▶ PROVIDED RECORDS:
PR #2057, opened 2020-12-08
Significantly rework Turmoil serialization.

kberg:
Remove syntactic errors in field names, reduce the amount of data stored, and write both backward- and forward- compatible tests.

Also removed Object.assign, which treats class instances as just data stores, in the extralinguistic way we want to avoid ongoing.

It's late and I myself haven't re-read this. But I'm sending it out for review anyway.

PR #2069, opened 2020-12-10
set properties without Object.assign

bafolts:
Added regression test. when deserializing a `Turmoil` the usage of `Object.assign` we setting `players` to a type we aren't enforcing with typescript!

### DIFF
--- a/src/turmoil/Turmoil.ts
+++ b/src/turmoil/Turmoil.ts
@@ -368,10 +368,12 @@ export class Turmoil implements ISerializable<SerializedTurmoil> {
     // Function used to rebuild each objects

▶ AIM OF THE EXERCISE: Reply with an exact transcription of the material above.

▶ RESPONSE TO THE EXERCISE:
PR #2057, opened 2020-12-08
Significantly rework Turmoil serialization.

kberg:
Remove syntactic errors in field names, reduce the amount of data stored, and write both backward- and forward- compatible tests.

Also removed Object.assign, which treats class instances as just data stores, in the extralinguistic way we want to avoid ongoing.

It's late and I myself haven't re-read this. But I'm sending it out for review anyway.

PR #2069, opened 2020-12-10
set properties without Object.assign

bafolts:
Added regression test. when deserializing a `Turmoil` the usage of `Object.assign` we setting `players` to a type we aren't enforcing with typescript!

### DIFF
--- a/src/turmoil/Turmoil.ts
+++ b/src/turmoil/Turmoil.ts
@@ -368,10 +368,12 @@ export class Turmoil implements ISerializable<SerializedTurmoil> {
     // Function used to rebuild each objects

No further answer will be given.